[Dataset entries]
--*--
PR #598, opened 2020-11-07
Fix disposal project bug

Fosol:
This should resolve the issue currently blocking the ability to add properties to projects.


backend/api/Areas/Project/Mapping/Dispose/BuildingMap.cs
--*--
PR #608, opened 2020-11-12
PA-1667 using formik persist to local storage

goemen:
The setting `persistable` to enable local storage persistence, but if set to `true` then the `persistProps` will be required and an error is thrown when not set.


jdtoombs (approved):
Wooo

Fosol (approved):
--*--
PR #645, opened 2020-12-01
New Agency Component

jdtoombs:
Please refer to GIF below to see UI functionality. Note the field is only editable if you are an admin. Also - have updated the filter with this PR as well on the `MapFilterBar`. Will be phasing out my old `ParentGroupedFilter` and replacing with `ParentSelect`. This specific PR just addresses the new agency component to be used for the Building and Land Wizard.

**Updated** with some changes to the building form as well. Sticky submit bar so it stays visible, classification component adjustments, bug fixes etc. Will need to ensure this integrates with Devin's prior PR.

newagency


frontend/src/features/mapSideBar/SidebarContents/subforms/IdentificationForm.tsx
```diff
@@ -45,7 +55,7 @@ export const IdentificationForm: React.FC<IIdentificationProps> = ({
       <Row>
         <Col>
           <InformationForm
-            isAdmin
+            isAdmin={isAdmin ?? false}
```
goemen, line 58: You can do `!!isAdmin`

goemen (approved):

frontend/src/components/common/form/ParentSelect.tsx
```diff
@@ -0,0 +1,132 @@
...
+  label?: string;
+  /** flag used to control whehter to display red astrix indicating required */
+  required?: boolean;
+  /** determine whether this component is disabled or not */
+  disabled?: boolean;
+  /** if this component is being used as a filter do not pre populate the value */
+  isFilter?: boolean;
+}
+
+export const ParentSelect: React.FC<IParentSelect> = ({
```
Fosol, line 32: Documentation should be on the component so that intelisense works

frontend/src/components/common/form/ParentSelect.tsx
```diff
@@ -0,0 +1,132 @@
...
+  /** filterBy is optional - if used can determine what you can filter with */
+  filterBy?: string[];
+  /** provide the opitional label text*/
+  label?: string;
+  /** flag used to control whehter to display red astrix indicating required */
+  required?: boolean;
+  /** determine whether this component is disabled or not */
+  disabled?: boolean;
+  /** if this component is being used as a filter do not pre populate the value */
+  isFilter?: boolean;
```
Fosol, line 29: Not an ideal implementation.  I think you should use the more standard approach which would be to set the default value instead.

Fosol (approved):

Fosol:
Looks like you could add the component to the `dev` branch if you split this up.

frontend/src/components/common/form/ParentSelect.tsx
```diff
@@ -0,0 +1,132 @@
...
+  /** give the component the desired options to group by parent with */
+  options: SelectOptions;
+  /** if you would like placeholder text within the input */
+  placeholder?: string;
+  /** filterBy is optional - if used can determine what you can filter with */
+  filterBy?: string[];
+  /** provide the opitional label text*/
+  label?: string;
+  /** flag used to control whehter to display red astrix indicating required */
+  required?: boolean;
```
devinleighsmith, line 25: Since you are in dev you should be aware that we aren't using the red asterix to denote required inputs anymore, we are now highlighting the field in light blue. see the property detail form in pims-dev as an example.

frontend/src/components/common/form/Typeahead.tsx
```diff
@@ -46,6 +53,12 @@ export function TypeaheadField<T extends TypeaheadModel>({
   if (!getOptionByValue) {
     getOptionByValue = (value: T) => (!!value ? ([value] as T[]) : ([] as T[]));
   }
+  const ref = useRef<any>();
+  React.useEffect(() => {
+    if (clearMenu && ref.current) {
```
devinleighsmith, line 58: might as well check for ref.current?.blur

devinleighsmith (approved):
--*--
An exact copy of the lines above, from the one containing "PR #598, opened 2020-11-07" down to the one containing "backend/api/Areas/Project/Mapping/Dispose/BuildingMap.cs" and including both, is the whole answer; retype it and nothing else.

PR #598, opened 2020-11-07
Fix disposal project bug

Fosol:
This should resolve the issue currently blocking the ability to add properties to projects.


backend/api/Areas/Project/Mapping/Dispose/BuildingMap.cs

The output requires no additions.